Aujourd’hui s’ouvraient les états généraux de la bioéthique. Levée de l’anonymat des donneurs de gamètes, ouverture de la PMA aux couples homosexuels et aux célibataires, et naturellement gestation pour autrui (GPA) seront les grands enjeux de ces états généraux.
Amandine, le premier bébé éprouvette né en France le 24 juin 1982 fait déjà partie de l’histoire de la médecine. En moins de quatre décennies, les progrès fulgurants accomplis par les PMA ont mis sans-dessus dessous le vieil ordre de la parenté. Il faut dire que les possibilités offertes aujourd’hui par la PMA ont de quoi faire tourner la tête. Les techniques de PMA offrent aujourd’hui une gamme de réponses extraordinairement variées au problème de la stérilité : insémination artificielle, don d’ovule, prêt ou location d’utérus, congélation d’embryons, fécondation in vitro, avec des spermatozoïdes provenant du mari ou d’un autre homme, un ovule provenant de l’épouse ou d’une autre femme. Un enfant aujourd’hui peut être issu d’un grand nombre de combinaisons. À la plus normale, celle d’avoir un père et une mère, s’ajoutent les possibilités d’avoir deux mères et un père, deux mères et deux pères, trois mères et un père et même trois mères et deux pères quand le géniteur est différent du père et quand trois femmes interviennent : celle qui donne son ovule, celle qui prête son utérus, et celle qui sera la mère légale de l’enfant.
Avec l’ouverture de la PMA aux couples homosexuels ou aux célibataires, ce n’est plus seulement l’ordre de la parenté qui est bouleversé mais aussi nos représentations traditionnelles de la famille. Représentations qui ne sont en réalité pas aussi anciennes qu’on pourrait le croire, car elles pérennisent le modèle de la famille bourgeoise, apparu au XIXe siècle.
On trouve chez Lévi-Strauss de savoureux récits qui montrent que les sociétés primitives ont expérimenté à leurs façons toutes les possibilités que nous offrent aujourd’hui la PMA. Naturellement ces sociétés ne disposaient pas des techniques modernes de fécondation in vitro, de prélèvement d’ovule ou d’embryon, de transfert, d’implantation et de congélation. Mais elles ont imaginé des formules qui offrent autant d’images anticipées et métaphoriques que celles offertes par nos techniques actuelles qui nous posent tant de problèmes juridiques et psychologiques.
Voici quelques exemples rapportés par Lévi-Strauss. L’insémination avec donneur a son équivalent en Afrique, chez les Samo du Burkina Faso. Dans cette société, chaque fillette est mariée de très bonne heure, mais avant d’aller vivre chez son époux, elle doit, pendant trois ans ou plus, avoir un amant de son choix et officiellement reconnu pour tel.
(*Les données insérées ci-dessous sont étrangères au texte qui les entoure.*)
Issue #2512, opened 2022-12-29
Make all Keyboard shortcuts common between Grid and Text Editors.


HelioGuilherme66:
For example:
[x] Ctrl-1 to 5 were missing on Text Editor. 
[x] Ctrl-T is missing in Grid Editor.
[x] Ctrl-D, Ctrl-I are missing in Text Editor.

Harm10:
I first concentrated on getting the same options in the Grid Editor and Edit pull down menu. I also rearranged their sequences to get the same on both. I also looked at the menu for row number select.

I have some trouble in understanding the key registrations in the texteditor. Ctrl-T is active there but where is this set and where is the code? I cannot find it in texteditor.py
And what is Ctrl-T compared to Alt-up and Alt-down? Those Alt codes are not active in texteditor. To me Ctrl-T seems to be superfluous and should be replaced by Alt-up like used by the grid editor. Swap a row is the same as move the current row up?

Also already the report that shortcut Alt-space for Content Assist does not work properly in the grid editor (Ctrl-space does work properly).
I also find sometimes 3 different key bindings for this.
So the question first is: which key shortcuts should start Content Assist?
Perhaps handling all Content Assist logic should go into another issue?

The texteditor has shortcut Del commented out. Is this with reason?

HelioGuilherme66:
>Ctrl-T is active there but where is this set and where is the code? I cannot find it in texteditor.py
We do not set it. It is by default from scintilla (stc) library. For example, just try it on Notepad++ :)
I'd like to have it in Grid Editor, just to be equal to Text Editor.

There is a small difference on Ctrl-T  versus Alt-Up, the cursor remains in the same position. In Grid Editor, Alt-Up, keeps the whole moved row highlighted.
Of course that Alt-Up/Down are priority key actions to implement in Text Editor.

Alt-Space works on Text Editor but not in Grid Editor. Text should be corrected to Ctrl-Alt-Space for Grid Editor. Text is correct for Tools->Content Assist.
(this combination existed in the past, but can not be used in Windows and Mac)

There was a time that Del was needed in Windows. Also I did try to implement in Mac, but that key does not exist in Mac keyboards.

Harm10:
OK. Will try to add Ctrl-T in grid editor, row display menu and Edit menu. Also Alt-up/down in text editor.

Btw Is there a way to influence the right click menu on Text editor? It only displays the default (Windows?) settings currently I feel.

[...]

PR #2513, opened 2023-01-11
Grid updates for #2512

Harm10:
This update is only related to shortcuts for the grid editor. That is the Edit pull down menu, the row right click menu and the cell right click menu. The help shortcuts information has been changed as well.
Text editor will follow in another PR.

I left the Content Assist shortcuts to be picked up by me later.
Also I noticed that the Help information sometimes mentions Shift-Ctrl instead of Ctrl-Shift which is in my view the way you say that. Or is there another reason for this difference in help text?

I have added:
Undo / Redo / Move cursor down / Swap Row Up and also changed some text in the menu. Also the order within the different menus is now the same if the same shortcut is active in that menu.

### DIFF
--- a/src/robotide/context/__init__.py
+++ b/src/robotide/context/__init__.py
@@ -152,8 +152,8 @@ SHORTCUT_KEYS = '''\
         <td>Stop running test suite</td>
     </tr>
 </table>
-<h3>Grid</h3>
 
+<h3>Grid</h3>
 <table>
     <tr align="left">
         <th><b>Shortcut</b></th>
@@ -172,20 +172,8 @@ SHORTCUT_KEYS = '''\
         <td>Pop-up JSON Editor</td>
     </tr>
     <tr>
-        <td>CtrlCmd-I</td>
-        <td>Insert row(s)</td>
-    </tr>
-    <tr>
-        <td>CtrlCmd-D</td>
-        <td>Remove row(s)</td>
-    </tr>
-    <tr>
-        <td>Shift-CtrlCmd-I</td>
-        <td>Insert cell(s)</td>
-    </tr>
-    <tr>
-        <td>Shift-CtrlCmd-D</td>
-        <td>Remove cell(s)</td>
+        <td>CtrlCmd-B</td>
+        <td>Go to Definition</td>
     </tr>
     <tr>
         <td>CtrlCmd-Z</td>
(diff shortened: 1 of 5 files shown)


src/robotide/context/__init__.py
```diff
@@ -248,11 +260,11 @@ def bind_keys_to_evt_menu(target, actions):
         <td>Paste (does not move cells or rows)</td>
     </tr>
     <tr>
-        <td>Shift-CtrlCmd-V</td>
+        <td>CtrlCmd-Shift-V</td>
         <td>Insert (adds empty rows and pastes data)</td>
     </tr>
     <tr>
-        <td>Delete</td>
+        <td>Del</td>
```
HelioGuilherme66, line 267: Del is an abbreviation, why not using Delete?

src/robotide/editor/__init__.py
```diff
@@ -25,24 +25,37 @@
...
 Insert Cells | Insert Cells | Shift-Ctrl-I
 Delete Cells | Delete Cells | Shift-Ctrl-D
 Insert Rows | Insert Rows | Ctrlcmd-I
 Delete Rows | Delete Rows | Ctrlcmd-D
+---
+Select All | Select All | Ctrlcmd-A
+---
+Cu&t | Cut | Ctrlcmd-X
+&Copy | Copy | Ctrlcmd-C
+&Paste | Paste | Ctrlcmd-V
```
HelioGuilherme66, line 55: These functions are now in the bottom of a long list of functions. They should have stayed on the top.

src/robotide/editor/macroeditors.py
```diff
@@ -51,6 +51,9 @@ def close(self):
     def save(self):
         self.kweditor.save()
 
+    def movecursordown(self):
```
HelioGuilherme66, line 54: This is redundant, of move_cursor_down (and see comment there).

src/robotide/editor/macroeditors.py
```diff
@@ -85,17 +91,38 @@ def delete_rows(self):
...
 
-    def comment(self):
+    def comment_rows(self):
         self.kweditor.OnCommentRows()
 
-    def uncomment(self):
+    def uncomment_rows(self):
         self.kweditor.OnUncommentRows()
 
+    def move_cursor_down(self):
```
HelioGuilherme66, line 100: This function here makes a duplicate call. It was working without this here,
Same will happen with the create variables function.

src/robotide/editor/macroeditors.py
```diff
@@ -85,17 +91,38 @@ def delete_rows(self):
...
+
     def comment_cells(self):
-        self.kweditor.OnCommentCell(None)
+        self.kweditor.OnCommentCells(None)
 
     def uncomment_cells(self):
-        self.kweditor.OnUncommentCell(None)
+        self.kweditor.OnUncommentCells(None)
+
+    def make_variable(self):
```
HelioGuilherme66, line 118: These functions repeat the action. For example, you'll get ${${}} .

HelioGuilherme66 (commented):
Apart for the repeated actions, and the long context menus, this is acceptable. However, I'll create a new PR with changes, so I can release 2.0b3 today.

Thanks, Harm!

HelioGuilherme66:
This PR is completed by #2515

src/robotide/context/__init__.py
Harm10: On the grid cell menu the description of the shortcut is also Del. I followed the same syntax, same order to get the same collection.

src/robotide/editor/__init__.py
Harm10: They are also at the bottom of the grid cell menu. Again following the rule: same content, same order

src/robotide/editor/macroeditors.py
Harm10: OK

src/robotide/editor/macroeditors.py
Harm10: I think you added it in singular but I am not sure.

Harm10:
About your comment "the long context menus": that is what you get if you have a lot of shortcuts and want to show them all.

Harm10:
As you made some changes I should wait on the new release and then clone again?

Elle apporte à son mari le premier enfant né des œuvres de son amant et garant de sa fécondité. Celui-ci est considéré comme le premier né de l’union légitime.
Un homme dont la femme est stérile peut aussi, moyennant paiement s’entendre avec une femme féconde pour qu’elle lui procure un enfant. En ce cas le mari est donneur inséminateur, et loue le ventre de cette femme.
Chez les Yoruba du Nigéria, des femmes riches peuvent acquérir des épouses auxquels elles demandent d’avoir rapports avec un homme. Quand les enfants naissent, la femme « époux légal », se les approprie moyennant paiement. Ainsi ces couples de deux femmes, que nous appellerions homosexuels, pratiquent la PMA pour avoir des enfants, dont une des femmes sera le père légal et l’autre la mère biologique.
Pour conclure, nihil novi sub sole !

Laurent Vercoustre

2 Commentaires

  1. Bonjour , votre Tribune m’a fait réfléchir sur le droit à l’enfant , le désir d’enfant , le droit de l’enfant et l’éducation de l’enfant
    Nos anciens et certaines ethnies actuelles ne s’embarassaient pas de considérations juridico ethiques et les problèmes n’étaient pas insurmontables..le débat de cette année nous permettra de savoir si les états généraux de la bioéthique.vont aller dans le bon sens de l’évolution de la société de la conception et de l’éducation de la personnalité de l’enfant ? car c’est de cela qu’il s’agit. Je rappelle qu’en dehors des possibillités multiples de la science médicale de la reproduction il faudrait que la décision soit encadrée par la réflexion  » le droit à l’enfant doit il primer sur le droit de l’enfant « ?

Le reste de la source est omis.